HETERÓNIMO
Álvaro
Valbuena Castro nació en Madrid el 27 de abril de 1938. Hijo de Úrsula Valbuena
Castro y Pedro “El largo”. Nunca supo los apellidos de su padre, muerto en
combate un frío día de octubre de 1937.
En el
verano de 1937 su padre defendía el frente norte de la ciudad de Madrid. Su
madre formaba parte del equipo logístico que abastecía las tropas, y se enamoró
de ese miliciano, que además de guapo y alto (por lo que se ganó su apodo),
tenía un pico de oro.
Úrsula
Valbuena era la única hija de un matrimonio andaluz.

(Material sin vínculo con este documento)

Issue #470, opened 2018-01-03
Feature Request: CQRS, SAGAs and Event Sourcing as a director function pattern modeled as state machines in yml


dghadi1:
## Expected Behavior
- Model the behavior of [director functions](https://github.com/openfaas/faas/blob/006299c9d848da4071258de9ad1c5d7dae4d37f3/guide/chaining_functions.md) (acting as orchestrators or transactors) as a series of commands, handlers, events and states that can allow for complex enterprise use-cases where handlers can be simple functions combined together by modelling a cohesive business process encompassing multiple steps.

## Context
Orchestrations or transactions when formally modeled gives predictability (through precise design) and maintains behavioral guarantees, when executed in a distributed manner for mission critical use-cases. 
- Retries and predictable recovery from a failed state at each interaction level
- fallbacks for resiliency
- deduping data fetching calls (especially when executing reads in parallel)
- compensating transactions (or rollbacks when mutating) - SAGA
- snapshotting assistance for troubleshooting undesirable behaviors through a distributed event journal
- strict separation of model and code
- strict separation of read/write workloads ([CQRS](http://microservices.io/patterns/data/cqrs.html))
- event driven execution always ([Event Sourcing](http://microservices.io/patterns/data/event-sourcing.html))

- **Orchestrators** are non-side effecting chain of functions (as handlers) and the workflow is modeled as a state-machine using a Command-Handler-Event-State pattern (CQRS). The commands can be any core business event (fetching data) or an agnostic event such as authentication, authorization, introspection, caching, validation etc)
- **Transactors** are side effecting chain of functions (as handlers) and the workflow is modeled as a [SAGA ](http://microservices.io/patterns/data/saga.html) state-machine using a command-Handler-Event-State patter (CQRS). The handlers can either fetch data, or mutate data.
- An **Event Journal** persisting every commands, event, and the state and could be replayed (Event Sourcing pattern)

## Possible Solution
Build a cli command and integrate into the faas-cli by providing a orchestrator-name.yml or a transactor-name.yml and a process to generate the director function image. The orchestrator or transactor can use other function definitions already deployed in faas.

Example model
```
will add a sample model here soon
```
I'll update the issue with more detailed design soon. Any help/direction on how to do this faas natively will be greatly appreciated (using kubernetes).

## Related issues
#91

alexellis:
[...]

PR #997, opened 2018-12-16
Config metrics endpoint

hxalid:
Make metrics endpoint configurable via 'metrics_endpoint'
environment variable. Default is '/metrics'.

Signed-off-by: Khalid Hasanov <xalid.h@gmail.com>

This change is a new feature making it possible to override gateway metrics
endpoint.  

## Description

This change is a new feature making it possible to override gateway metrics
endpoint. By using metrics_endpoint environment variable users can override
gateway metrics endpoints. The default value is '/metrics' which is the same as before.
 
## Motivation and Context

Not all Prometheus setups are configured to scrape '/metrics' endpoint and
therefore, this change would make it easier to have a consistent Prometheus 
config for different systems.

https://github.com/openfaas/faas/issues/998

## How Has This Been Tested?

The change has been used with OpenFaaS Nomad plugin.

The tests were run by overriding 'metrics_endpoint' environment variable and 
making sure Prometheus can scrape the metrics.

## Types of changes

## Checklist:

### DIFF
--- a/gateway/README.md
+++ b/gateway/README.md
@@ -71,6 +71,7 @@ The gateway can be configured through the following environment variables:
 | `faas_nats_port`    | Port for NATS service. Requrired for asynchronous mode |
 | `faas_prometheus_host`         | Host to connect to Prometheus. Default: `"prometheus"` |
 | `faas_promethus_port`         | Port to connect to Prometheus. Default: `9090` |
+| `metrics_endpoint`            | Gateway metrics endpoint scraped by Prometheus. Default: `/metrics` |
 | `direct_functions`            | `true` or `false` -  functions are invoked directly over overlay network by DNS name without passing through the provider |
 | `direct_functions_suffix`     | Provide a DNS suffix for invoking functions directly over overlay network  |
 | `basic_auth`              | Set to `true` or `false` to enable embedded basic auth on the /system and /ui endpoints (recommended) |
--- a/gateway/server.go
+++ b/gateway/server.go
@@ -182,7 +182,7 @@ func main() {
 	}
 
 	metricsHandler := metrics.PrometheusHandler()
-	r.Handle("/metrics", metricsHandler)
+	r.Handle(config.MetricsEndpoint, metricsHandler)
 	r.HandleFunc("/healthz", handlers.MakeForwardingProxyHandler(reverseProxy, forwardingNotifiers, urlResolver, nilURLTransformer)).Methods(http.MethodGet)
 
 	r.Handle("/", http.RedirectHandler("/ui/", http.StatusMovedPermanently)).Methods(http.MethodGet)
--- a/gateway/types/readconfig.go
+++ b/gateway/types/readconfig.go
@@ -102,6 +102,12 @@ func (ReadConfig) Read(hasEnv HasEnv) GatewayConfig {
 		cfg.PrometheusHost = prometheusHost
 	}
 
+	metricsEndpoint := hasEnv.Getenv("metrics_endpoint")
+	if len(metricsEndpoint) == 0 {
+		metricsEndpoint = "/metrics"
+	}
+	cfg.MetricsEndpoint = metricsEndpoint
+
 	cfg.DirectFunctions = parseBoolValue(hasEnv.Getenv("direct_functions"))
 	cfg.DirectFunctionsSuffix = hasEnv.Getenv("direct_functions_suffix")
 
@@ -143,6 +149,9 @@ type GatewayConfig struct {
 
 	// Port to connect to Prometheus.
 	PrometheusPort int
+
+	// Metrics endpoint that is going to be scraped by Prometheus
+	MetricsEndpoint string
 
 	// If set to true we will access upstream functions directly rather than through the upstream provider
 	DirectFunctions bool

Su padre, Manuel Valbuena,
era abogado de profesión, republicano, católico y muy conservador, vivía en
Málaga junto a su esposa Mariana Castro. Los motivos que llevaron a Manuel y
Mariana al altar poco tenían que ver con lo romántico, pero siempre se
entendieron bien, y con los años la complicidad y el amor que se tenían les
convirtió en un máquina bien engrasada. Úrsula fue el fruto tardío de ese amor,
llegó cuando ya nadie la esperaba y se convirtió en el centro de la vida de la
pareja.
Cuando
Úrsula empezó a desviarse del camino que sus padres habían trazado para ella el
matrimonio sufrió, pero nunca le retiraron su apoyo incondicional, ni siquiera
cuando organizaba reuniones de mujeres (de toda clase social y en el mismísimo
salón de su casa) para preparar acciones destinadas a conseguir el voto
femenino. Tampoco cuando, después de estudiar magisterio, aceptó un destino
como maestra rural en la sierra de Madrid.
En
junio de 1937 Úrsula llevaba tres años en la escuela de Buitrago de Lozoya, y
se había hecho muy amiga de la maestra de El Berrueco; Margarita Benitez.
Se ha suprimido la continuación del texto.